Additionaly, the average time series of specific SOMs can be plotted by plot_ts():
plot_ts(owda_som, n = 12)The time series can also be manually extracted and further analysed or plotted:
node_12 <- owda_som$input_dt[node == 12, .(node, time, variable)] #in version 1.1.0 `variable` is changed to `values`Multiple time series can also be plotted, by adding a vector argument in n.
plot_ts(owda_som, n = c(1, 7, 21, 33)) plot_ts(owda_som, 1:max(owda_som$summary$node)) #plots all somsThe number of regions with similar characteristics can be further reduced by hierarchical cluster analysis implemented in somregs() function. Instead of returning a pre-defined number of regions, somregs() provides the series of homogeneous regions starting from 2 up to nregions and returns them as a regs
object. In each new classification one of the prior regions is divided
and the sub-region with the less nodes gets a new id. This can be useful
for keeping track of the classification process and observing which
regions remain undivided as the number of splits increases.
Except for the somsp and nregions, other arguments used in the hclust() function can be added, e.g., method for choosing the hierarchical cluster algorithm.
owda_regions <- somregs(owda_som, nregions = 13, method = "ward.D2") The output regs object are a two-element list. The regions element contains the corresponding information about the regions and the input_dt the time series of the original dataset. Similarly to somsp objects, regs can be plotted as maps or time series.
plot(owda_regions, regions = 2:13, nrow = 3, ncol = 4)plot_ts(owda_regions, n = 9)In this example, we can see that hydroclimatic variability over France and Germany is quite homogeneous, as this region remains undivided for a large number of classifications. On the contrary, Mediterranean appears to be divided into smaller regions in almost every step of the classification process.
Except for a qualitative comparison of the classification, we can
apply various statistical criteria to see how the heterogeneity between
regions varies as the number of regions increases (here using the clusterCrit package).
library(clusterCrit)
x <- owda_som$som$codes[[1]]
setorder(owda_regions$regions, node)
classifications <- unique(data.frame(node = owda_regions$regions$node, owda_regions$regions[, 11:22]))
cluster_comparison <- as.matrix(intCriteria(x, as.integer(classifications[, 2]), "all"))
for(i in 3:13){
cluster_comparison <- cbind(cluster_comparison,
intCriteria(x, as.integer(classifications[, i]), "all"))
}
colnames(cluster_comparison) <- 2:13
cluster_comparison <- apply(cluster_comparison, 2, unlist)
colnames(cluster_comparison) <- 2:13
cluster_comparison <- data.table(melt(cluster_comparison, variable.factor = T))
colnames(cluster_comparison) <- c("Method", "nRegions", "Value")
homo_methods <- c("davies_bouldin", "c_index",
"calinski_harabasz", "sd_scat",
"sd_dis", "wemmert_gancarski")
ggplot(cluster_comparison[Method %in% homo_methods], aes(x = nRegions, y = Value)) +
geom_point() +
geom_line() +
facet_wrap(~Method, scales = "free") +
theme_bw()For OWDA, most of the selected measures present milder decline in heterogeneity after the classification in 9 regions.
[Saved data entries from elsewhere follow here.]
PR #239, opened 2020-08-19
Enable EmbeddedKafkaRest with RBAC on kafka1

rnpridgeon:


rnpridgeon:
Note: Relies on `REPOSITORY=368821881613.dkr.ecr.us-west-2.amazonaws.com/confluentinc` being set in `env_files/config.env`

rnpridgeon:
To verify: 

 curl --user alice:alice-secret http://localhost:8091/kafka/v3/clusters

{"kind":"KafkaClusterList","metadata":{"self":"http://localhost:8091/kafka/v3/clusters","next":null},"data":[{"kind":"KafkaCluster","metadata":{"self":"http://localhost:8091/kafka/v3/clusters/OUM6maRLTH2dPEM7MQZIlA","resource_name":"crn:///kafka=OUM6maRLTH2dPEM7MQZIlA"},"cluster_id":"OUM6maRLTH2dPEM7MQZIlA","controller":{"related":"http://localhost:8091/kafka/v3/clusters/OUM6maRLTH2dPEM7MQZIlA/brokers/2"},"acls":{"related":"http://localhost:8091/kafka/v3/clusters/OUM6maRLTH2dPEM7MQZIlA/acls"},"brokers":{"related":"http://localhost:8091/kafka/v3/clusters/OUM6maRLTH2dPEM7MQZIlA/brokers"},"broker_configs":{"related":"http://localhost:8091/kafka/v3/clusters/OUM6maRLTH2dPEM7MQZIlA/broker-configs"},"consumer_groups":{"related":"http://localhost:8091/kafka/v3/clusters/OUM6maRLTH2dPEM7MQZIlA/consumer-groups"},"topics":{"related":"http://localhost:8091/kafka/v3/clusters/OUM6maRLTH2dPEM7MQZIlA/topics"},"partition_reassignments":{"related":"http://localhost:8091/kafka/v3/clusters/OUM6maRLTH2dPEM7MQZIlA/topics/-/partitions/-/reassignment"}}]}


 curl --user alice:alice-bad-secret http://localhost:8091/kafka/v3/clusters

<html>
<head>
<meta http-equiv="Content-Type" content="text/html;charset=utf-8"/>
<title>Error 401 Unauthorized</title>
</head>
<body><h2>HTTP ERROR 401 Unauthorized</h2>
<table>
<tr><th>URI:</th><td>/kafka/v3/clusters</td></tr>
<tr><th>STATUS:</th><td>401</td></tr>
<tr><th>MESSAGE:</th><td>Unauthorized</td></tr>
<tr><th>SERVLET:</th><td>default</td></tr>
</table>

</body>
</html>

docker-compose.yml
```diff
@@ -204,6 +204,37 @@ services:
...
+      KAFKA_KAFKA_REST_CLIENT_SSL_TRUSTSTORE_PASSWORD: confluent
+      KAFKA_KAFKA_REST_CLIENT_SSL_KEYSTORE_LOCATION: /etc/kafka/secrets/kafka.kafka1.keystore.jks
+      KAFKA_KAFKA_REST_CLIENT_SSL_KEYSTORE_PASSWORD: confluent
+      KAFKA_KAFKA_REST_CLIENT_SSL_KEY_PASSWORD: confluent
+      # EmbeddedKafkaRest: HTTP Auth Configuration
+      KAFKA_KAFKA_REST_KAFKA_REST_RESOURCE_EXTENSION_CLASS: io.confluent.kafkarest.security.KafkaRestSecurityResourceExtension
+      KAFKA_KAFKA_REST_REST_SERVLET_INITIALIZOR_CLASSES: io.confluent.common.security.jetty.initializer.InstallBearerOrBasicSecurityHandler
+      KAFKA_KAFKA_REST_PUBLIC_KEY_PATH: /tmp/conf/public.pem
+      # EmbeddedKafkaRest: MDS (HTTP) Client configuration
+      KAFKA_KAFKA_REST_CONFLUENT_METADATA_SERVER_URLS_MAX_AGE_MS: 60000
```
ybyzek, line 223: @rnpridgeon why is this required: `KAFKA_KAFKA_REST_CONFLUENT_METADATA_SERVER_URLS_MAX_AGE_MS` and `KAFKA_KAFKA_REST_CLIENT_CONFLUENT_METADATA_SERVER_URLS_MAX_AGE_MS`?

rnpridgeon: Really neither are necessarily required, the defaults are usually fine, but you set them in the stand alone RP config so I preserved them here. 

As for why there are two:
KAFKA_KAFKA_REST_CONFLUENT_METADATA_SERVER_URLS_MAX_AGE_MS is for KafkaRest itself. 
KAFKA_KAFKA_REST_CLIENT_CONFLUENT_METADATA_SERVER_URLS_MAX_AGE_MS is for the base client config use when creating clients in response to user requests.

rnpridgeon:
Note about docs inclusion:
1. Currently references the v3 API docs which are in staging; this will need to be updated when they exist 
2. I have no idea how to render the rst file to check for correctness

ybyzek:
@rnpridgeon I'll review this PR now, thanks.  

Meanwhile

1. ack and thank you.
2. Please see https://github.com/confluentinc/docs/pull/5517 for staging docs

docs/index.rst
```diff
@@ -697,7 +697,7 @@ The security in place between |sr| and the end clients, e.g. ``appSA``, is as fo
    .. sourcecode:: bash
 
       # First get the KAFKA_CLUSTER_ID
-      KAFKA_CLUSTER_ID=$(curl -s http://localhost:8091/v1/metadata/id | jq -r ".id")
+     KAFKA_CLUSTER_ID=$(curl -s http://localhost:8091/v3/clusters | jq ".data[0].cluster_id"")
```
ybyzek, line 700: @rnpridgeon cp-demo code continues to refer to the `v1/metadata/id` endpoint instead of `v3/clusters` endpoint.

1. For consistency, it should all be the same.  Need to decide on one or the other.
2. Which one should it be in 6.0.x?  What's the difference between the two endpoints, when should a user hit one versus the other?

docs/index.rst
```diff
@@ -793,6 +793,9 @@ Confluent REST Proxy
 --------------------
 
 The `Confluent REST Proxy <https://docs.confluent.io/current/kafka-rest/docs/index.html>`__  is running for optional client access.
+It may run in standalone mode or in embedded most hosted on the broker.
+While in embedded mode only the .. _V3 APIs: http://staging-docs.confluent.io.s3-website-us-west-2.amazonaws.com/current/kafka-rest/api.html#crest-api-v3 are supported this time.
```
ybyzek, line 797:
```suggestion
While in embedded mode only the :ref:`rest-proxy-v3` are supported this time.
```

docs/index.rst
```diff
@@ -793,6 +793,9 @@ Confluent REST Proxy
 --------------------
 
 The `Confluent REST Proxy <https://docs.confluent.io/current/kafka-rest/docs/index.html>`__  is running for optional client access.
+It may run in standalone mode or in embedded most hosted on the broker.
```
ybyzek, line 796:
```suggestion
This demo showcases |crest| in two modes: (1) running as a standalone service and (2) embedded on the |ak| brokers.
```

docs/index.rst
```diff
@@ -793,6 +793,9 @@ Confluent REST Proxy
...
+While in embedded mode only the .. _V3 APIs: http://staging-docs.confluent.io.s3-website-us-west-2.amazonaws.com/current/kafka-rest/api.html#crest-api-v3 are supported this time.
+Additionally each API's URL must include the prefix ``/kafka``
```
ybyzek, line 798: Delete this line

docs/index.rst
```diff
@@ -924,6 +927,37 @@ The `Confluent REST Proxy <https://docs.confluent.io/current/kafka-rest/docs/ind
 
        docker-compose exec restproxy curl -X DELETE -H "Content-Type: application/vnd.kafka.v2+json" --cert /etc/kafka/secrets/restproxy.certificate.pem --key /etc/kafka/secrets/restproxy.key --tlsv1.2 --cacert /etc/kafka/secrets/snakeoil-ca-1.crt -u appSA:appSA https://restproxy:8086/consumers/my_avro_consumer/instances/my_consumer_instance
 
+#. Create a role binding for the client providing it total ownership of topic ``dev_users``.
```
ybyzek, line 930:
```suggestion
#. Now you will use the |crest| that is embedded on the |ak| brokers.  Create a role binding for the client to be granted ``ResourceOwner`` role for the topic ``dev_users``.
```

docs/index.rst
```diff
@@ -924,6 +927,37 @@ The `Confluent REST Proxy <https://docs.confluent.io/current/kafka-rest/docs/ind
...
+      KAFKA_CLUSTER_ID=$(curl -s http://localhost:8091/v3/clusters | jq ".data[0].cluster_id"")
+
+      # Then create the role binding for the topic ``dev_users``
+      docker-compose exec tools bash -c "confluent iam rolebinding create \
+          --principal User:appSA \
+          --role ResourceOwner \
+          --resource Topic:usersq \
+          --kafka-cluster-id $KAFKA_CLUSTER_ID"
+
+#. Create the topic ``dev_users``.
```
ybyzek, line 944:
```suggestion
#. Create the topic ``dev_users`` with the embedded |crest|.
```

docker-compose.yml
```diff
@@ -205,6 +205,29 @@ services:
       KAFKA_LDAP_USER_NAME_ATTRIBUTE: uid
       KAFKA_LDAP_USER_OBJECT_CLASS: inetOrgPerson
 
+      # ConfluentTelemetryReporter: Disable
+      KAFKA_CONFLUENT_TELEMETRY_REPORTER_ENABLE: 'false'
+
+      # EmbeddedKafkaRest: Kafka Client Configuration
```
ybyzek, line 211: To be explicit, can you please set the configuration parameter for the port for the embedded RP? On this and the broker below

docs/index.rst
```diff
@@ -793,6 +793,9 @@ Confluent REST Proxy
 --------------------
 
 The `Confluent REST Proxy <https://docs.confluent.io/current/kafka-rest/docs/index.html>`__  is running for optional client access.
+It may run in standalone mode or in embedded most hosted on the broker.
+While in embedded mode only the .. _V3 APIs: http://staging-docs.confluent.io.s3-website-us-west-2.amazonaws.com/current/kafka-rest/api.html#crest-api-v3 are supported this time.
+Additionally each API's URL must include the prefix ``/kafka``
 
 #. Use the |crest|, which is listening for HTTPS on port 8086, to try to produce a message to the topic ``users``, referencing schema id ``7``. This schema was registered in |sr| in the previous section. It should fail due to an authorization error.
```
ybyzek, line 800:
```suggestion
#. Use the standalone |crest|, which is listening for HTTPS on port 8086, to try to produce a message to the topic ``users``, referencing schema id ``7``. This schema was registered in |sr| in the previous section. It should fail due to an authorization error.
```

docs/index.rst
rnpridgeon: ERP is on by default, MDS isn't. So I'd personally use the new one. I thought I got them all but alas I guess I missed some.

docker-compose.yml
```diff
@@ -205,6 +205,29 @@ services:
       KAFKA_LDAP_USER_NAME_ATTRIBUTE: uid
       KAFKA_LDAP_USER_OBJECT_CLASS: inetOrgPerson
 
+      # ConfluentTelemetryReporter: Disable
+      KAFKA_CONFLUENT_TELEMETRY_REPORTER_ENABLE: 'false'
```
ybyzek, line 209: @rnpridgeon 

1. Why is telemetry reporter disabled?
2. Should it be enabled in cp-demo?  (cc: @sdanduConf )

docs/index.rst
ybyzek: 1. `http://localhost:8091/v1/metadata/id` is also used in the scripts themselves, so those would need to change as well.
2. What are the other consequences of changing the endpoint?  What if the embedded RP dies?

docker-compose.yml
rnpridgeon: This was a work around because the internal exporter topic had a default replication factor of 3 and attempts to override it did not work. I think this has been fixed and it can be removed

docker-compose.yml
rnpridgeon: We can either set `KAFKA_CONFLUENT_METADATA_SERVER_LISTENERS` or `KAFKA_CONFLUENT_HTTP_SERVER` but not both. This is a consequence of MDS and KafkaRest sharing the same underlying HTTP server. The former only still exists for backwards compatibility reasons. I'm fine with fixing forward but this would make MDS less "explicit" so it's up to you .

docs/index.rst
rnpridgeon: 1. okay I'm impartial but if we want to demonstrate the new API we should use the new one
2. It goes away; this is true for the former UI if MDS dies though so using the former implementation isn't more robust.

ybyzek:
@rnpridgeon I know we chatted about this in Slack, but just wanted to post here that the latest image does not have the KafkaHttpServer DOA symptoms ;)

docker-compose.yml
ybyzek: @rnpridgeon I'm confused then because the example in the docs that you added operates on endpoint `http://localhost:8082/v3/clusters/${KAFKA_CLUSTER_ID}/topics`, and 8082 appears to be the standalone RP, not the ERP?  The goal is to differentiate what action is being taken on which RP.

docs/index.rst
ybyzek: Ok, in that case, please update all instances (see scripts):

```
scripts/validate/validate_rest_proxy.sh:KAFKA_CLUSTER_ID=$(curl -s http://localhost:8091/v1/metadata/id | jq -r ".id")
scripts/validate/validate_bindings.sh:KAFKA_CLUSTER_ID=$(curl -s http://localhost:8091/v1/metadata/id | jq -r ".id")
scripts/helper/functions.sh:  KAFKA_CLUSTER_ID=$(curl -s http://kafka1:8091/v1/metadata/id | jq -r ".id")
```

docker-compose.yml
ybyzek: @rnpridgeon cool, so will you be flipping this to `true`?

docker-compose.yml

This implies that this number might sufficiently represent the spatial heterogeneity of European hydroclimate. Of course, the suggested division should be carefully studied to see whether it agrees with similar findings in other studies and other measures as well.
Another useful feature of somspace is the analysis of spatial dependencies between regions with the complex networks methodology [Tsonis et al. 2006]. Any of the classificationa stored in the regs object can be analysed through complex networks and plotted as map with cnet(). The threshold, thres, refers to the cross-correlation coefficient between the aggregated time series of each region; only values above thres are considered to be network connections.
cnet(owda_regions, n = 9, thres = 0.3)We can see that for a classification of n = 9 regions
there is a clear zonal (west-to east) orientation of the spatial
dependencies in European hydroclimate. The Iberian Peninsula, appears
not to be possitively correlated with any of the other regions. If the
cross-correlation matrix is studied, it can be seen that it is actually
negatively correlated. This is one of the limitations of the complex
networks approach and this is why the cross-correlation matrix should always be checked.
Users of the somspace package or readers interested in European hydroclimatic variability might also find the following references useful.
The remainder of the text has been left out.